PR #4933, opened 2026-07-20
perf: (B)-gate flip — MUTSU_GATE_LOCAL_ENV_WRITE default ON (Plan A)

tokuhirom:
Flip `gate_local_env_write()` to default **true** now that both the `t/` and the full roast ON surveys are clean (the last two ON-only regressions, `S32-trig/e.t` and `S32-list/skip.t`, were burned down in #4930).

## What the gate does
Under the gate, a slot-authoritative plain-lexical store (not captured / reflective / needs-sync) skips mirroring into the name-keyed `env`, so the slot is the single source of truth and env-COW can drop the write. Every gate-guarded fold was validated **ON == OFF** across the whole test corpus during the months-long burndown, so this is a **perf change, not a semantics change**.

`MUTSU_GATE_LOCAL_ENV_WRITE=0` (or `off`) opts back out to the byte-identical env-mirror-every-store path.

## The one-line flip
```rust
// before: Some("1") | Some("on") | Some("ON")  (default OFF)
// after:  !matches!(…, Some("0") | Some("off") | Some("OFF"))  (default ON)
```

## Perf
while/loop hot paths drop the unconditional per-store env write (~−10…16% on a 5M-iteration while loop); for/fib are unaffected (their frames capture env by name, so every local is force-synced regardless).

## Validation
- `make test` (2041 files / 19338 tests): green with the flip as default.
- Full roast ON survey (release, `-j6`, 1433 files): clean — zero genuine regressions (already confirmed in #4930).
- **This PR's CI (roast + gc-stress + jit-stress) is the concurrency/GC soak** that the local `-j6` survey cannot exercise.

Gate-site removal (making the ~18 `if gate_local_env_write()` sites unconditional and deleting the OFF-side dead code) follows as a **separate mechanical PR once this has soaked**.

### DIFF
--- a/docs/lexical-scope-slot-campaign.md
+++ b/docs/lexical-scope-slot-campaign.md
@@ -846,10 +846,24 @@ regressions were burned down:
 
 Pin for both: `t/gate-b-callee-name-collision-and-deref-capture.t`.
 
-**Result: the (B)-gate ON survey (t/ and full roast) is green. The gate is ready
-for the default flip (Plan A: `gate_local_env_write()` default true,
-`MUTSU_GATE_LOCAL_ENV_WRITE=0` opt-out), then a gc-stress/jit-stress/roast CI soak,
-then removal of the ~18 gate sites and the OFF-side dead code.**
+**Result: the (B)-gate ON survey (t/ and full roast) is green.**
+
+### Plan A flip — `gate_local_env_write()` default ON (2026-07-20)
+
+With both surveys clean, `gate_local_env_write()` was flipped to default **true**
+(one-line change: `!matches!(…, "0"|"off"|"OFF")`), with `MUTSU_GATE_LOCAL_ENV_WRITE=0`
+as the byte-identical opt-out. Local pre-check: `make test` (2041 files / 19338
+tests) green with the flip; the roast ON survey was already clean. The flip's CI run
+(full roast + **gc-stress + jit-stress**) is the concurrency/GC soak that the local
+`-j6` survey cannot exercise. Perf: while/loop hot paths drop the unconditional
+env write (memory recorded −10…16% on a 5M while loop); for/fib are unaffected
+(their frames `captures_env_by_name`, so every local is force-synced regardless).
+
+**Remaining: after the flip soaks in main, delete the gate** — the ~18
+`if gate_local_env_write()` sites become unconditional (the ON branch), and the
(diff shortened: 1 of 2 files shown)


tokuhirom:
## Blocked — deferring the flip

The CI soak did its job and surfaced a genuine, deterministic blocker under **jit-stress** (`MUTSU_JIT=on MUTSU_JIT_THRESHOLD=2`). Closing this PR; the flip is a one-line change and will be re-opened once the blocker below is fixed.

### CI result triage
- **jit-stress: FAIL — genuine, deterministic (the real blocker).** Reproduced locally.
- **gc-stress: FAIL — spurious.** Only `S17-supply/return-in-tap.t` (a documented load-flaky, unrelated to the flip; it also flakes on the interpreter path).
- **test: FAIL — spurious.** Same `return-in-tap.t` flake.
- wasm-e2e: pass.

So the flip is **not** broadly broken — it is blocked by a single mechanism.

### Root cause (mechanism #3: method-call caller-local coherence × JIT)
Minimal repro (fails only with gate ON **and** JIT hot):
```raku
sub w($io is copy) {
    my @seen;
    until @seen.elems >= 3 { @seen.push: $io.Str; $io .= succ; }
    @seen;
}
say w(1);   # flip+JIT: [1 2 2]   (expected [1 2 3])
```
`apply_pending_rw_writeback` (`src/vm/vm_env_helpers.rs:1106-1111`) unconditionally pulls `env[source] → self.locals[slot]` after a method call. Under the flip, a plain scalar's store skips the env mirror, so `env["io"]` stays at its decl-seed `Any` while the JIT-fresh slot holds the live `Int`. The post-call pull then **clobbers the live slot with the stale env value**, freezing `$io` once the loop is JIT-compiled (verified by diagnostic: `rw-pull source="io" env=Package(Any) slot_was=Int(2)`).

### Fix direction
The pull needs the **`env_changed` guard** of #4859 / #4873: pull only when `env[source]` actually changed during the call (a genuine `is rw` writeback writes it; a non-mutating `.Str`/`.succ` invocant read does not). This touches a load-bearing rw mechanism with ~15 source-push sites and must soak under gc-stress/jit-stress, so it is a dedicated follow-up — not rushed onto the flip.

The burndown that made the roast ON survey clean (#4930) is already merged and stands on its own.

• • • • • • •

What to work on: Copy out every line from the data above that has "Plan" in it.

Output:
perf: (B)-gate flip — MUTSU_GATE_LOCAL_ENV_WRITE default ON (Plan A)
-for the default flip (Plan A: `gate_local_env_write()` default true,
+### Plan A flip — `gate_local_env_write()` default ON (2026-07-20)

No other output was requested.